The central value of -11.58 centigrade for this period has a symmetric 95% confidence range (95% CR) with a lower limit of 95% CRU=-11.85 centigrade and an upper limit of 95% CRL= -11.31 centigrade. The observed absolute difference of O|dx|=1.83 centigrade between xbar(1933)=-13.08 and xbar(2007)=-11.25 is below the expected absolute difference of E0.05;|dx|=2.43 at 95% probability. Hence, annual temperatures during this period of 75 years did not vary significantly.

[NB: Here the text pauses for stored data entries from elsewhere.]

PR #1239, opened 2026-05-29
Remove sleep-based eventual-consistency retry loops from NodeService (SQLite is synchronous/ACID)

malibio:
Closes #1237

### DIFF
--- a/packages/core/src/services/node_service.rs
+++ b/packages/core/src/services/node_service.rs
@@ -2095,34 +2095,26 @@ impl NodeService {
         // Step 3: Validate sibling (if After) - treat as best-effort hint.
         // If the sibling doesn't exist or has moved to a different parent, fall
         // back to End so new nodes land at the bottom rather than the top.
-        // Retry up to 5 times with 50ms backoff against transient lookup
-        // failures during rapid empty-node creation (Enter, Enter, Enter).
+        // SQLite is synchronous/ACID: a node written by a prior awaited call is
+        // immediately visible; a single check is sufficient.
         if let crate::services::InsertPositionOwned::After(ref sibling_id) = params.position.clone()
         {
-            use tokio::time::{sleep, Duration};
-            let mut sibling_valid = false;
-            for _attempt in 0..5 {
-                sibling_valid = match self.get_node(sibling_id).await {
-                    Ok(Some(_)) => match self.get_parent(sibling_id).await {
-                        Ok(sibling_parent) => {
-                            let sibling_parent_id = sibling_parent.as_ref().map(|p| p.id.as_str());
-                            sibling_parent_id == params.parent_id.as_deref()
-                        }
-                        Err(_) => false,
-                    },
-                    _ => false,
-                };
-                if sibling_valid {
-                    break;
-                }
-                sleep(Duration::from_millis(50)).await;
-            }
+            let sibling_valid = match self.get_node(sibling_id).await {
+                Ok(Some(_)) => match self.get_parent(sibling_id).await {
+                    Ok(sibling_parent) => {
+                        let sibling_parent_id = sibling_parent.as_ref().map(|p| p.id.as_str());
+                        sibling_parent_id == params.parent_id.as_deref()
+                    }
+                    Err(_) => false,
+                },
+                _ => false,
+            };
 
             if !sibling_valid {
                 tracing::warn!(
                     sibling_id = %sibling_id,
                     parent_id = ?params.parent_id,
-                    "position sibling is stale after retries (moved or deleted), falling back to End"
+                    "position sibling is stale (moved or deleted), falling back to End"
                 );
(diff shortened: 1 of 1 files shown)


malibio:
### Code Review Summary

This PR cleanly removes three SurrealDB-era eventual-consistency retry/polling loops from \`NodeService\` and eliminates the corresponding test-side sleep infrastructure. The change is surgical, deletion-heavy, and the reasoning is technically sound throughout. All acceptance criteria from issue #1237 are met. The PR passes \`cargo clippy -p nodespace-core -- -D warnings\` clean and all 132 unit tests pass with zero failures.

One minor observation worth noting: the stale-sibling fallback test only exercises the *deleted-sibling* path (node returns \`None\` from \`get_node\`). The issue also specifies *reparented-sibling* as a stale scenario (sibling exists but \`get_parent\` returns a different parent). The existing \`test_sibling_with_different_parent_falls_back_to_append\` test covers the reparented case, so coverage is complete across both tests combined — not a blocker.

---

### Findings

#### No Critical Issues

All three sites were handled correctly:

**Site 1 (\`create_node_with_parent\` ~L2095):** The 5×50ms retry loop is removed. The single-check logic and End-fallback path are identical to what the loop was doing on a successful attempt. The warning log message was updated from \`"position sibling is stale after retries"\` to \`"position sibling is stale"\` — correct.

**Site 2 (\`create_parent_edge\` ~L4604):** The dead "Sibling not found" 10×100ms retry loop is deleted. The issue's analysis was correct: \`SqliteStore::move_node\` never emits that error string. The now-single \`move_node\` call at L4591 maps errors cleanly via \`NodeServiceError::query_failed\`. All dead bookkeeping (\`attempt_count\`, \`last_error\`, \`start\` timing, elapsed-ms debug logs) is fully removed.

**Site 3 (\`create_parent_edge\` ~L4644):** The 20×50ms position-verification polling loop plus the nested 10×50ms re-verify loop are fully deleted. The worst-case ~2s of polling is gone. The commit trusts the single atomic \`move_node\` result, which is the correct model for SQLite.

**Test infrastructure removal:** \`wait_for_children_tree_order\` helper fully deleted. All \`sleep(Duration::from_millis(N))\` calls in the test module are removed. \`use std::time::Duration\` and \`use tokio::time::sleep\` imports removed from both test submodules. Assertions preserved and passing without any waiting. Verified \`grep -c "sleep\b"\` returns 1 — one comment reference only, no call sites.

**New tests:** \`test_insert_after_ordering_is_deterministic_without_retries\` and \`test_stale_sibling_falls_back_to_end\` are correct and deterministic. The ordering test exercises End/After/Beginning in combination across 5 nodes and asserts exact order \`[E, A, C, D, B]\` on the first read — this is the Site 3 proof required by the issue. Both tests pass.

#### Suggested Improvements

None that would block merge.

#### Nitpicks

**Nit:** \`packages/core/src/services/node_service.rs:8786–8790\` — The \`adjacency_list_tests\` module comment retained from \`main\` reads: *"which can exhibit race conditions under concurrent test execution when an operation queries for sibling positions before a prior write has been committed."* The phrase "before a prior write has been committed" was accurate under SurrealDB replication lag; under SQLite the actual concern is test-level concurrency (multiple tests sharing the same DB file with interleaved fractional-order writes). The \`#[serial]\` annotation is still correct and necessary — the comment just deserves a one-line clarification. Low priority; pre-existing text outside this PR's scope.

**Nit:** \`packages/core/src/services/node_service.rs:9142–9143\` — The \`create_node_with_parent_tests\` module comment similarly says \`"to prevent race conditions under concurrent test execution"\` without elaborating. Fine as-is for this PR; the shorter phrasing is less misleading than the \`adjacency_list_tests\` version.

---

### Requirements Checklist (Issue #1237)

- [x] Site 1 (2098–2129): retry loop removed; single sibling-validity check with identical End fallback
- [x] Site 2 (4604–4642): dead "Sibling not found" retry loop removed; single \`move_node\` call; unused bookkeeping removed
- [x] Site 3 (4644–4721): position-verification/reorder polling loop removed; single \`move_node\` result trusted
- [x] No \`tokio::time::sleep\` / backoff loop in production paths of \`node_service.rs\` (grep clean)
- [x] Stale comments referencing "eventual consistency" / "SurrealDB" / "transient lookup" removed or updated
- [x] Test-section sleeps/retry-waits removed; assertions preserved and passing
- [x] Stale-sibling fallback proven via \`test_stale_sibling_falls_back_to_end\`
- [x] Ordering determinism proven via \`test_insert_after_ordering_is_deterministic_without_retries\`
- [x] No \`#[allow(dead_code)]\`, no commented-out loops, no "kept for safety" shims
- [x] \`cargo clippy --workspace --all-targets -- -D warnings\` clean (verified: \`-p nodespace-core\` clean)

This is a net-positive change. Approving.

The question is whether or not the observed difference between the lowest temperature and the highest differ significantly. The observed absolute difference of O|dx|=7.04 centigrade between the lowest annual mean of xbar(1972)=-15.25 centigrade and the highest of xbar(2006)=-8.21 centigrade exceeds E0.001;|dx|=3.61 by a wide margin. Hence, xbar(2006)=-8.21 is significantly higher than xbar(1972)=-15.25. The probability that this statistical inference is true exceeds 99.9%. The annual mean of xbar(2006)=-8.21 centigrade was measured in the Canadian Arctic during the famous hockey stick year. Next year, the annual mean had cooled down to xbar(2007)=-11.25 centigrade.

A set of n annual means gives df=n₋1 degrees of freedom whereas the ordered set gives df=2(n₋1) degrees of freedom. The symbol for the variance of a set is var(x). The symbol for the variance of the jth term of the ordered set is varj(x). The second term has but 2(n-2) degrees of freedom because the last but one annual mean is no longer used. This is why each next term has two fewer degrees of freedom than the previous one. Geoscientists ought to take counting degrees of freedom more seriously than geostatisticians do.